Ван­дер­буль гля­дел в Лёш­ки­ны вы­пук­лые гла­за. Что-то за­твер­де­ло у не­го внут­ри. Все пред­ме­ты во дво­ре ста­ли вдруг мель­че, от­чет­ли­вее, они как буд­то слег­ка ото­дви­ну­лись. И Лёш­ка ото­дви­нул­ся, и Лю­цин­д­ра. В гла­зах у Лю­цин­д­ры от­ра­жа­ют­ся Гень­ка и Шу­рик. Ру­ки у Ван­дер­бу­ля ста­ли лег­ки­ми и го­ря­чи­ми. Та­ки­ми го­ря­чи­ми, что за­щи­па­ло ла­до­ни.

– Я вы­рву, – ска­зал Ван­дер­буль.

– Ты?

– А не­у­же­ли ты? – ска­зал Ван­дер­буль.

Он спрыг­нул с транс­фор­ма­тор­ной буд­ки и, при­хра­мы­вая, по­шёл к под­во­рот­не.
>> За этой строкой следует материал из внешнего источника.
PR #1928, opened 2024-07-05
Fix how to staging promotion

derrix060:
Fix how to get DOCKER_IMAGE_TAG:

By using GITHUB_ENV, only the steps on the same job will be able to get the value.  When trying to get it from steps from different jobs the value is empty.

This was causing issues to promote to staging because it was trying to promote EVERYTHING in dev to staging.  Luckly there was a check to not allow to overwrite the same tag, so things that were already promoted couldn't be overwritten

By using GITHUB_OUTPUT instead, it is now possible to get the variable on any step from any subsequent job

Add deployment version verification for staging and production:

The CI/CD pipeline has been updated to include a new step for verifying the deployment version in the staging and production environments. This ensures that the correct version of the Docker image is deployed to each environment before running the tests

Add set -ux to deployment verification script:

- -u will treat any unitialized variable as an error
- -x will print the command that is being executed

This will make sure that cases where the EXPECTED_VERSION not being passed won't cause any problem.
One example where the variable was not set and the job succeeded: https://github.com/NethermindEth/juno/actions/runs/9800486115/job/27062611554#step:3:15

By using -x, it will be useful to understand exactly what's the expected version, so no confusion will be made

### DIFF
--- a/.github/workflows/ci-cd-pipeline.yml
+++ b/.github/workflows/ci-cd-pipeline.yml
@@ -21,6 +21,8 @@ permissions:
 jobs:
   build_docker_image:
     runs-on: ubuntu-latest
+    outputs:
+      DOCKER_IMAGE_TAG: ${{ steps.set_tag.outputs.DOCKER_IMAGE_TAG }}
 
     steps:
       - name: Checkout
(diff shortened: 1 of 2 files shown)


wojciechos (approved):

.github/workflows/ci-cd-pipeline.yml
```diff
@@ -121,7 +135,11 @@ jobs:
 
       - name: Promote to Production
         run: |
-          jf rt dpr juno/${{ env.DOCKER_IMAGE_TAG }} ${{ env.REPO_STAGING }} ${{ env.REPO_PROD }}
+          jf rt dpr juno/${{ needs.build_docker_image.outputs.DOCKER_IMAGE_TAG }} ${{ env.REPO_STAGING }} ${{ env.REPO_PROD }}
+
+      - name: Verify Deployment Version (Production)
```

Ре­бя­та по­сы­па­лись за ним. В под­во­рот­не Гень­ка ос­та­но­вил их.

– Пусть один идёт.

– Сов­рёт, – за­уп­ря­мил­ся Лёш­ка-Х­валь­ба.

Шу­ри­к-Про­сто­к­ва­ша за­ме­тил:

– Как же сов­рёт? Ес­ли зуб не вы­рвать, он це­лым ос­та­нет­ся.
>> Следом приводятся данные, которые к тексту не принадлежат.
PR #1932, opened 2024-07-08
Fix how to promote to staging/prod

derrix060:
- Add checkout step to promote_to_staging in ci-cd-pipeline.yml

This is necessary because at the Verify Deployment Version step,
there is a call for a file that is in the repository

- Stop using jf cli to do the promotion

– Вот по­хо­хо­чем, – за­сме­ял­ся Лёш­ка-Х­валь­ба. – Вы­став­лять­ся пе­ре­ста­нет. И че­го вы­став­ля­ет­ся?

Ван­дер­буль шёл ру­ки за спи­ну, как хо­ди­ли ге­рои на казнь, до бо­ли сдви­нув ло­пат­ки. Он ни о чём не ду­мал. Шёл поч­ти не ды­ша, что­бы не рас­тре­во­жить жё­ст­кое и, на­вер­но, очень хруп­кое чув­ст­во ре­ши­мо­сти.

Ко­гда он скрыл­ся в улич­ной раз­но­цвет­ной тол­пе, Лёш­ка-Х­валь­ба под­тя­нул об­вис­лые три­ко­таж­ные брю­ки.